"Raty równe" - banksterski wynalazek z piekła rodem

Obrazek użytkownika Fredd
Gospodarka

Na początek tytułem wyjaśnienia, dla niezorientowanych (są tacy na sali?), za forsal.pl:

Raty annuitetowe - raty równe. Podczas całego okresu kredytu lub podczas obowiązywania danej stopy procentowej, płacone są raty równej wielkości.

Aby zachować stałą wielkość rat podczas całego okresu kredytowania, muszą być zachowane odpowiednie proporcje części kapitałowej i odsetkowej raty. Z biegiem czasu rośnie część kapitałowa raty a spada część odsetkowa. Kapitał spłacany jest więc wolniej niż w przypadku rat malejących, gdzie część kapitałowa jest stała dla wszystkich rat. Dlatego też przy ratach annuitetowych realna stopa oprocentowania a więc i koszt kredytu są większe niż przy ratach malejących.

 

Nie znam dokładnych danych, ale sądzę, że z 90%  kredytów konsumpcyjnych w Polsce udzielanych było z planem spłaty zakładających raty równe (przy danym poziomie oprocentowania) i pewnie niemal wszystkie tzw. "walutowe". Jak rata równa wyglądała w przypadku kredytów frankowych nie trzeba nawet pisać ("równo w górę"). Zostawmy na chwilę przykłady z życia wzięte, spójrzmy na zwierzę wymarłe w polskim systemie bankowym niczym ptak dodo: kredyt ze stałym oprocentowaniem. W takim przypadku skoro realna stopa oprocentowania jest wyższa przy racie annuitetowej, to bank zarobi więcej kredytobiorca zapłaci więcej. Jak  dotąd tragedii nie ma, kredytobiorca jest przystrzyżony bliżej skóry, ale krzywda mu się nie dzieje. Nawet nie poczuje.

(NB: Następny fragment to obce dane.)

PR #186, opened 2023-05-24
[editor] Use longer text in the benchmarks

julienw:
[current version](https://speedometer-preview.netlify.app/?suite=Editor-Codemirror,Editor-Tiptap)
[deploy preview](https://editor-bigger-text--speedometer-preview.netlify.app/?suite=Editor-Codemirror,Editor-Tiptap)

CodeMirror is still not super great but TipTap improved greatly.

Firefox v115 nightly Before/After:
image
image

Chrome v115 dev Before/After:
image
image

I think Safari doesn't have a great performance for Tiptap with this longer text, hopefully that will still be OK to include in this benchmark.


bgrins:
I think the current Safari performance with the TipTap test is known & seems to be capturing a real world issue (https://github.com/WebKit/Speedometer/pull/81#discussion_r1117989341)

resources/tentative/editors/assets/longtext.html
```diff
@@ -1,88 +1,3060 @@
...
-    Chief among these motives was the overwhelming idea of the great whale himself. Such a portentous and mysterious monster roused all my curiosity. Then the wild and distant seas where he rolled his island bulk; the undeliverable, nameless perils
-    of the whale; these, with all the attending marvels of a thousand Patagonian sights and sounds, helped to sway me to my wish. With other men, perhaps, such things would not have been inducements; but as for me, I am tormented with an everlasting
-    itch for things remote. I love to sail forbidden seas, and land on barbarous coasts. Not ignoring what is good, I am quick to perceive a horror, and could still be social with it—would they let me—since it is but well to be on friendly terms with
-    all the inmates of the place one lodges in.
-</p>
-<p>
-    By reason of these things, then, the whaling voyage was welcome; the great flood-gates of the wonder-world swung open, and in the wild conceits that swayed me to my purpose, two and two there floated into my inmost soul, endless processions of
-    the whale, and, mid most of them all, one grand hooded phantom, like a snow hill in the air.
-</p>
+<!DOCTYPE html>
```
bgrins, line 1: It's interesting that this works - I guess the editor is stripping HTML passed in which isn't relevant to the doc? I doubt this is typical usage though, so unless if you have a reason to think otherwise I would replace this only with the contents of the <body> element and drop all the HTML boilerplate.

bgrins:
This does look like much more stable numbers in TipTap and potentially an improvement in CodeMirror (certainly using a more typical "big" JS file). Hopefully combined with some of the other improvements we can continue to get the noise down for CM. It looks like it's mostly the create step causing the noise - I wonder if we should include a bit more work in there (perhaps setting to small text after creation)

rniwa (approved):

PR #188, opened 2023-05-24
Additional developerMode controls

bgrins:
This also makes non-default params not frozen so they can be changed without a reload. Demo at https://devmode-2--speedometer-preview.netlify.app/?developerMode.

### DIFF
--- a/resources/developer-mode.mjs
+++ b/resources/developer-mode.mjs
@@ -1,4 +1,5 @@
 import { Suites } from "./tests.mjs";
+import { params, defaultParams } from "./params.mjs";
 
 export function createDeveloperModeContainer() {
     const container = document.createElement("div");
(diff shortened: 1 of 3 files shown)


bgrins:
@camillobruni would be curious especially for thoughts on how to handle these mutable params. Perhaps you can think of a better way to do this.

flashdesignory:
oooh this looks nice ✨ !

- could we add a display of the iterations count? I don't know the count when I use the slider

resources/developer-mode.mjs
```diff
@@ -12,12 +13,71 @@ export function createDeveloperModeContainer() {
...
+    range.max = 20;
+    range.value = params.iterationCount;
+
+    range.onchange = () => {
+        params.iterationCount = parseInt(range.value);
+        fixupURL();
+    };
+
+    let label = document.createElement("label");
+    label.append("iterations ", range);
```
bgrins, line 76: Todo - @flashdesignory mentioned adding the actual count alongside the slider

rniwa: Yeah, can we add the iteration count? Right now, I can't tell what number of iterations are picked.

flashdesignory (approved):

resources/developer-mode.mjs
```diff
@@ -83,6 +146,8 @@ export function createUIForSuites() {
 }
 
 function fixupURL() {
```
camillobruni, line 148: nit: `updateURL` ?

resources/params.mjs
```diff
@@ -73,9 +71,11 @@ class Params {
 }
 
 export const defaultParams = new Params();
+Object.freeze(defaultParams.viewport);
```
camillobruni, line 74: I mostly wanted to guard against accidental modifications of the params objects.
Maybe you can freeze the params object if there are no searchParams (aka the default mode?):

```
    ...
    constructor(searchParams = undefined) {
        if (searchParams)
            this._copyFromParams(searchParams);
        if (!searchParams || searchParams.size == 0) {
            Object.freeze(this.viewport);
            Object.freeze(this);
       }
    }
    ...
```

resources/developer-mode.mjs
```diff
@@ -96,15 +161,28 @@ function fixupURL() {
...
+
+    if (params.iterationCount !== defaultParams.iterationCount)
+        url.searchParams.set("iterationCount", params.iterationCount);
+    else
+        url.searchParams.delete("iterationCount");
+
+    if (params.useWarmupSuite !== defaultParams.useWarmupSuite)
+        url.searchParams.set("useWarmupSuite", params.useWarmupSuite);
+    else
+        url.searchParams.delete("useWarmupSuite");
```
camillobruni, line 182: For a separate PR maybe: This encoding should probably go on the `Params` object directly.

Something like: `url.search = params.encodeSearchParams().toString()`

camillobruni (approved):

resources/params.mjs
bgrins: I thought this wouldn't work initially (i.e. if there are no searchParams at load and then you start wanting to configure). Though with how it's currently built there must by at least one (`developerMode`) to get into this configuration mode. It seems a little coincidental but I don't have a strong preference here so we can update that with a comment.

bgrins: Hm, this change was leading to readonly errors when toggling controls locally. I think I will go ahead with the current change where we explicitly freeze only the defaultParams object and then revisit this along with the URL encoding moving into params object.

PR #190, opened 2023-05-25
Add more markers

camillobruni:
Adding more markers to simplify checking if work is measured
- Add iteration-X for each runner iteration
- Add runner-prepare and runner-finalize to annotate time it takes for adding/removing the iframe
- Use suite-X-prepare


bgrins (approved):
Makes sense to me

rniwa (approved):

flashdesignory (approved):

Jeżeli jednak zastosujemy ten diabelski wynalazek do kredytu indeksowanego (tzw. "walutowego") w sytuacji, gdy kapitał rośnie wraz z upływem czasu powstaje, jak by powiedział pewien stary, mądry rabin GOLEM. Oto dzięki racie annuitetowej w pierwszych kilku latach kredyt niemal nie jest spłacany (jakieś tam promile co miesiąc). Generalnie można w znacznym uproszczeniu powiedzieć, że przy 30 letnim kredycie przez pierwsze 15 lat spłaca się głównie odsetki, przez następne 15 lat głównie kapitał, w pierwszych 3 latach niemal same odsetki, w ostatnich 3 latach niemal sam kapitał.

 

No dobrze, ale jak namówić Irokezów po tym jak nałożyli sobie na szyję postronki (kredyt walutowy) żeby jeszcze porządnie zacisnęli sobie supły. Prosto. Tu i tu obowiązuje magiczne zaklęcie: "zdolność kredytowa". Przy klasycznej spłacie z malejącym kapitałem pierwsza rata jest największa, ostatnia najmniejsza, Trzeba tylko odrzucić jakieś mieszczańskie wynalazki jak zdolność kredytowa rozumiana jako zdolność do spłaty kredytu na rzecz "zdolności kredytowej" rozumianej jako obsługa kilku pierwszych rat. Trzeba przyjąć, że można się utrzymać za 300 zł na osobę, że wszyscy będą zawsze piękni, młodzi, zdrowi, nie pojawią się kolejne dzieci w rodzinie. Wtedy gra i buczy!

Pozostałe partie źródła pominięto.